Totally my fault, I spaced that they were different materials - I will try it on an umbrella though! I did 4 more suits and they look fantastic, we may have to do the logo a little smaller though next time...these girls don't have much room on their suits : p I just may use the hatpress for the smaller sized ones since I don't use it for anything else  

Di



tfalk said:


> Di, the black I sent you was definately Elasticut from Imprintables. I can get a roll in white if you need it, let me know and I'll add it to my next order. I still have some black left over, let me know when you need more of your logo cut.
> 
> The white I sent you is Video Flex Extra from Coastal. According to their website, "*Suggested Uses*:
> Videoflex Extra is an excellent alternative to screenprinting or embroidery on hard to decorate items such as umbrellas, gloves, nylon jackets, leather vests, jackets and much much more. "
> ...


----------



## jnorvesh (Jul 13, 2008)

My issue with heat pressing on spandex material is the big square it leaves on the garment. 

I print on volleyball uniforms which 9 out of 10 times has some sort of spandex material in it. 

I use the Teflon sheet to protect the garment from the heating plate, but the heat still affects the color of the garment.

We've washed the finished product, but the "square" remains.

We can't be the only volleyball uniform printer using a heat press. Am I missing something?


----------



## COEDS (Oct 4, 2006)

I have never had that issue. I always follow the time and temp for the vinyl. I have not had a issue. .... JB


----------



## Daniel Slatkin (Jun 25, 2008)

Thank you all this saved me asking a couple questions.


----------



## jnorvesh (Jul 13, 2008)

Well, what type of vinyl do you use and at what temp? I have always used Stahls Thermo-Grip at 330 degrees.


----------



## COEDS (Oct 4, 2006)

I like the eco-film, it press' for 12 seconds at 302 degrees and peel hot or cold.

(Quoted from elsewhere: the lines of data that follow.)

PR #500, opened 2018-06-11
Fix undefined variable errors

nicolasvasilache:
For some reason they only triggered for me when trying to rebase tc_check.
This is still relevant as an independent fix.


ftynse:
What was the exact error message?  Was it an error or an escalated warning?  This looks surprising that the variables were considered _undefined_.  You seem to have only added the non-default initialization.  I'd like to understand better what happened here...

nicolasvasilache:
@ftynse see #504 (it should show in the CI)

nicolasvasilache:
@ftynse reworded the PR

PR #453, opened 2018-05-28
Genetic Tuning Improvements

ttheodor:
this PR replaces #160

PR #501, opened 2018-06-11
Autotuning improvements

nicolasvasilache:
This PR isolates a small subset from @ttheodor's #453.
I took the commits that looked independent, fix clear bugs or implement simple new behavior and do not touch autotuner-inl.h (which underwent some changes related to early exit recently and for which I need to look deeper).


tc/autotuner/genetic_search.cc
```diff
@@ -166,6 +195,7 @@ GeneticSearch::GeneticSearch(
       lastBestConf(confs[0]),
       numGenerations(numGenerations),
       maxPopulationSize(populationSize),
+      matingPoolSize(populationSize * 3),
```
ttheodor: In one of the subsequent commits I introduced a separate flag for the mating pool size (instead of hardcoding `populationSize * 3`).

PR #508, opened 2018-06-12
[DO-NOT-MERGE] extractDomainToThread: differentiate between different branches

### LINKED ISSUE #505: extractDomainToThread: take into account filters

skimo-openhub:
Within a given schedule tree (different) elements of the same statements
may get mapped to threads in different branch (and therefore possibly
also using a different mapping).  This happens in particular
in case of full/partial tile separation for reduction detection.
The domains of these separate mappings need to be made disjoint
to prevent them from interacting (in particular, getting summed
together).

Closes #505

Note that this conflicts with #489, which extracts out an
`extractMappingToIds` from `extractDomainToThread`
for some reason.


skimo-openhub:
It looks like #489 will solve this, hopefully in a better way.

I like the hot peel vinyl, it speeds up the process. .... JB


----------



## tfalk (Apr 3, 2008)

Jerry, I wasn't sure if the Eco Film would work on the spandex... at least the Elasticut that I sent Di seems to be working well.


----------



## COEDS (Oct 4, 2006)

tfalk said:


> Jerry, I wasn't sure if the Eco Film would work on the spandex... at least the Elasticut that I sent Di seems to be working well.


Ted , I used it to test and had success with it, I use hotmark 70 alot for spandex. I know it works. I have used it for over 2 yrs. .... JB


----------